Well companies do, of course, also go elsewhere. They will go to, for example, China and India for standard research projects but often, for more difficult projects which weren’t successful in these locations, they come to us. Another important factor for our clients who are outsourcing more and more, is proximity, ease of communication, short communication and decision lines, as well as price. These matters are very important if you engage in complex collaborative R&D projects where exchange of material, and quick decision-making is essential to success. Ultimately, companies come to us because we offer something unique, provide quality and reliability and have a good track record.
As a service provider, what are the main challenges which you face with regard to meeting the needs of your clients?
You have to keep track of the needs of your clients as these change over time, which means you have to bring in new technology to the table regularly to tap into a new target space and individual, validated targets. Targets are becoming more and more difficult, the therapeutic focus changes and you have to make sure that you have the right offerings to be able to accommodate your clients. Although, not everything that we do is unique, we are very skilled at what we do, the combination of novel proprietary and more established approaches and technologies that we provide, allows us to mix and mingle all kinds of different technologies and platforms to fit seamlessly into our clients needs, which in fact makes us quite unique.
Is there a moment that you are most proud of?
I am most proud of where we are now because, without external investment, we have built an innovative pipeline of molecules ready for clinical testing. We have also succeeded in establishing a CRO service that is well recognized within Europe and the US and which is growing rapidly. In 2004 we started with half an FTE and there are now around twenty people in the company, and this year we had a revenue growth rate of at least 30% that we project to be even higher by the end of the year, so I am very proud of that achievement.
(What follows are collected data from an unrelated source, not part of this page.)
PR #220, opened 2023-04-12
Make spotify.PlaybackOffset.Position an *int 

### LINKED ISSUE #219: Illegal offset: should be position xor uri
Hi, I have a wrapper over the `client.PlayOpt` function that takes a context and a uri 
```go
func PlaySongWithContextURI(context, uri *spotify.URI) error {
	return Client.PlayOpt(ctx(), &spotify.PlayOptions{
		PlaybackContext: context,
		PlaybackOffset:  &spotify.PlaybackOffset{URI: uri},
	})
}
```
This function upon providing a context and uri gives the following error
```go
package main

import (
	"fmt"

	"github.com/zmb3/spotify/v2"
)

func main() {
	albumUri := spotify.URI("spotify:album:6E2VHYLPTtFOtdRcpt6YwP")
	trackUri := spotify.URI("spotify:track:4ME7UM3yALUZOxz5btBPc8")
	fmt.Println(PlaySongWithContextURI(&albumUri, &trackUri))
}

```

```bash
$ go run main.go 
Illegal offset: should be position XOR uri
```
The same request on spotify api dashboard runs perfectly fine

Apr12Wed065228AM

I think https://github.com/zmb3/spotify/commit/9d29507c9a13689c913905f76e69974e8b234072 introduced a bug where the position isn't omitted when empty. 
```go
bytes, err := json.Marshal(&PlaybackOptions{uri: "uri"})
fmt.Println(string(bytes))
// output: {"position":0,"uri":"uri"}
```
Upon changing back `PlaybackOffSet.Position` the error is resolved

```go
type PlaybackOffset struct {
	// Position is zero based and can’t be negative.
	Position int `json:"position,omitempty"`
	// URI is a string representing the uri of the item to start at.
	URI URI `json:"uri,omitempty"`
}
```
```bash
$ go run main.go
<nil>            
```
https://github.com/zmb3/spotify/commit/9d29507c9a13689c913905f76e69974e8b234072 removes the `omitempty` tag because the `Position` was ignored when it became zero. Using an integer pointer would fix this problem. As in

```go
type PlaybackOffset struct {
	// Position is zero based and can’t be negative.
	Position *int `json:"position,omitempty"`
	// URI is a string representing the uri of the item to start at.
	URI URI `json:"uri,omitempty"`
}
```
```bash
$ go run main.go
<nil>
```

aditya-K2:
Fixes #219 

https://github.com/zmb3/spotify/commit/9d29507c9a13689c913905f76e69974e8b234072 changed the JSON tag of the PlaybackOffset.Position resulting in it not being ignored when only URI was set. Which lead to the error mentioned #219. This PR fixes this by making PlaybackOffset.Position an integer pointer, hence it won't be ignored when it will be zero and will be ignored when only URI is set.

### DIFF
--- a/player.go
+++ b/player.go
@@ -84,7 +84,7 @@ type RecentlyPlayedResult struct {
 // the request may be accepted but with an unpredictable resulting action on playback.
 type PlaybackOffset struct {
 	// Position is zero based and can’t be negative.
-	Position int `json:"position"`
+	Position *int `json:"position,omitempty"`
 	// URI is a string representing the uri of the item to start at.
 	URI URI `json:"uri,omitempty"`
 }
--- a/player.go
+++ b/player.go
@@ -79,9 +79,13 @@ type RecentlyPlayedResult struct {
 	Items []RecentlyPlayedItem `json:"items"`
 }
 
-// PlaybackOffset can be specified either by track URI OR Position. If both are present the
-// request will return 400 BAD REQUEST. If incorrect values are provided for position or uri,
-// the request may be accepted but with an unpredictable resulting action on playback.
+// PlaybackOffset can be specified either by track URI OR Position. If the
+// Position field is set to a non-nil pointer, it will be taken into
+// consideration when specifying the playback offset. If the Position field is
+// set to a nil pointer, it will be ignored and only the URI will be used to
+// specify the offset. If both are present the request will return 400 BAD
+// REQUEST. If incorrect values are provided for position or uri, the request
+// may be accepted but with an unpredictable resulting action on playback.
 type PlaybackOffset struct {
 	// Position is zero based and can’t be negative.
 	Position *int `json:"position,omitempty"`


aditya-K2:
Any updates on this?

aditya-K2:
> This is a breaking change to the API of the client. I'll have a think if we want to merge this as-is and do a breaking release or if we'll need to come up with a different solution that still allows this to be controlled.

I understand that this is a breaking change to the API of the client, but I believe that the existing code is not functioning as expected, and this will only bring the library in line with the Spotify API specifications.

strideynet:
Yeah I agree, can you update the comment to explain what the behaviour is if this is nil and when a value is provided ?

aditya-K2:
> Yeah I agree, can you update the comment to explain what the behaviour is if this is nil and when a value is provided ?

Sure.

strideynet (approved):

Issue #232, opened 2023-07-15
Error getting current playing song: spotify: couldn't decode error: (46) [User not registered in the Developer Dashboard


TAMILVIP007:
https://nekobin.com/lujicuxepe.go hey there this is my complete oauth flow code

i am getting user id from user and trying to generate token and storing it to reuse it and get user current played songs. what i am stuck at is this error

`Error getting current playing song: spotify: couldn't decode error: (46) [User not registered in the Developer Dashboard`

i don't know why am i getting this error. It works fine initially when user try to get current track after that it returns this error. does it mean i cant re use token of other user with my client creds? or is there any other way to reuse or store any info which could get user track in each req instead of making them login again and again

TimHi:
Couple of things, you are only persisting and reusing the access token, if that is expired it will fail.
As mention in #221 the library will handle the case with an expired token, but the library needs the refresh token for that.

Your actual error message here indicates that a not registered user is trying to use your app. This is not related to this framework.

As described in the [dashboard documentation](https://developer.spotify.com/documentation/web-api/concepts/quota-modes) while you are in development mode with your spotify app you need to add the users manually.

TAMILVIP007:
how do i pass a refresh token?

TimHi:
I'm doing something like this in my project:
```
func createSpotifyClient(accessToken, refreshToken string, expiry time.Time, ctx context.Context) *spotify.Client {
	token := createToken(accessToken, refreshToken)
	httpClient := spotifyauth.New().Client(ctx, token)
	return spotify.New(httpClient)
}

func createToken(accessToken, refreshToken string) *oauth2.Token {
	token := &oauth2.Token{
		AccessToken:  accessToken,
		RefreshToken: refreshToken,
		TokenType:    "Bearer",
	}
	return token
}
```

In your code you're already doing something similiar, just extend this:
`	c, err := spotify.New(auth.Client(ctx.Background(), &oauth2.Token{AccessToken: token})).Token()
`

JunNishimura:
@TAMILVIP007 

Hi!
I solved this issue in the PR #233.

TAMILVIP007:
thanks a lot

Issue #221, opened 2023-04-16
refresh token


TAMILVIP007:
https://github.com/zmb3/spotify/blob/f897b41a6495bc134b79d4096d8d201f3970e344/examples/authenticate/authcode/authenticate.go#L31

hey there i used this method to generate oauth token to get user's current playing track. It shows it expires after one hour. How can i refresh token if its expired? without running a web auth again

cuotos:
this library is using the golang.org oauth2 client behind the scenes, it will handle the refresh for you when the token has expired.

"Client returns an HTTP client using the provided token. The token will auto-refresh as necessary. The underlying HTTP transport will be obtained using the provided context"

https://pkg.go.dev/golang.org/x/oauth2#Config.Client

TAMILVIP007:
Does it means i dont want to ask user to login each1h? after token gets expired?

ATroschke:
> this library is using the golang.org oauth2 client behind the scenes, it will handle the refresh for you when the token has expired.
> 
> "Client returns an HTTP client using the provided token. The token will auto-refresh as necessary. The underlying HTTP transport will be obtained using the provided context"
> 
> https://pkg.go.dev/golang.org/x/oauth2#Config.Client

I am sorry for waking this Thread up again, but is this true?

How can I hook into this?

Here is my current situation: I am asking users to connect their Spotify Account to my App to retrieve information about a User (specifically, their Followed Artists). I am then periodically synchronizing their Artists with a simple m2m Table in my DB and Fetching releases for my Users to display a proper and complete "New Releases" page.

I currently have an Issue where I frequently get revoked token Errors due to the refresh token already being used somewhere and had issues to track the exact place where it happens down.

ATroschke:
I'm just gonna answer myself here.

Spotify revokes refresh tokens after a single use, and the OAuth2 library did indeed automatically refresh my users access token.

PR #233, opened 2023-07-21
add RefreshToken method for Authenticator

JunNishimura:
## Overview
Existing code did not have a mechanism to update access tokens with refresh tokens.
So I added `RefreshToken` method which returns a new access token if it has expired.

## Example of use
```go
ctx := context.Background()
token := getToken() // get an existing token somehow
auth := spotifyauth.New()
newToken, err := auth.RefreshToken(ctx, token) // refresh token here
if err != nil {
  fmt.Println(err)
}
if token.AccessToken != newToken.AccessToken {
  saveToken(newToken) // save a new token
}
client := spotify.New(auth.Client(ctx, newToken))
```

## Related 
- #232 
- #221

### DIFF
--- a/auth/auth.go
+++ b/auth/auth.go
@@ -171,8 +171,8 @@ func (a Authenticator) Token(ctx context.Context, state string, r *http.Request,
 	return a.config.Exchange(ctx, code, opts...)
 }
 
-// Return a new access token if it has expired.
-// If it has not expired, return the existing access token.
+// Return a new token if an access token has expired.
+// If it has not expired, return the existing token.
 func (a Authenticator) RefreshToken(ctx context.Context, token *oauth2.Token) (*oauth2.Token, error) {
 	src := a.config.TokenSource(ctx, token)
 	return src.Token()
--- a/auth/auth.go
+++ b/auth/auth.go
@@ -171,6 +171,13 @@ func (a Authenticator) Token(ctx context.Context, state string, r *http.Request,
 	return a.config.Exchange(ctx, code, opts...)
 }
 
+// Return a new access token if it has expired.
+// If it has not expired, return the existing access token.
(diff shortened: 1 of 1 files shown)


JunNishimura:
@strideynet 
I added `RefreshToken` method.
I would appreciate it if you check this PR!

Padi142:
I would love to see this merged. I get a lot of problems with my tokens not refreshing

auth/auth.go
```diff
@@ -171,6 +171,13 @@ func (a Authenticator) Token(ctx context.Context, state string, r *http.Request,
 	return a.config.Exchange(ctx, code, opts...)
 }
 
+// Return a new token if an access token has expired.
+// If it has not expired, return the existing token.
+func (a Authenticator) RefreshToken(ctx context.Context, token *oauth2.Token) (*oauth2.Token, error) {
```
strideynet, line 176: I'm not sure calling this `RefreshToken` aligns with the GoDoc comment. Perhaps `GetToken` would be a clearer name - since the refreshing only occurs in certain circumstances.

JunNishimura: @strideynet 
Thank you for you opinion, and I understand what you are saying. 

One concern I have with naming it `GetToken` is that new users of this library may mistakenly think that they can get *oauth2.Token just by calling the `GetToken` function. (In fact, users need to call [Authenticator `Token` method](https://github.com/zmb3/spotify/blob/dc95f4def888572a00e6a3ae446d09b45cc914aa/auth/auth.go#L158-L172) to get the token for the first time.)

What do you think about this?

strideynet: I see what you are saying - and agree. Let's move forwards with this.

strideynet (approved):

Padi142:
<3 <3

On the therapeutic side, I am very proud of the fact that we discovered the CCP RA diagnostic, and from that we were able to build our own therapeutic pipeline of tACPA molecules, and we now reached a point that we are ready to go to the clinic with our lead molecule.
What is your personal vision for both the therapeutic and CRO arms of ModiQuest over the next five years?
My personal vision for the CRO side is that we keep on growing and that we develop a well-established business relationship with most of the big and medium pharma and biotech in Europe and the US. For the therapeutic arm, I really want to get our tACPA lead molecules into the clinic as quickly as possible. It is innovative, fits in the sweet spot of current healthcare thinking of personalized and preventive medicine, and is not limited to RA but with potential for various other diseases where NET dysregulation is contributing or causing the pathology. Moreover, we strive towards repeating the tACPA example and generating value for our other therapeutic programs and bringing them towards clinical testing.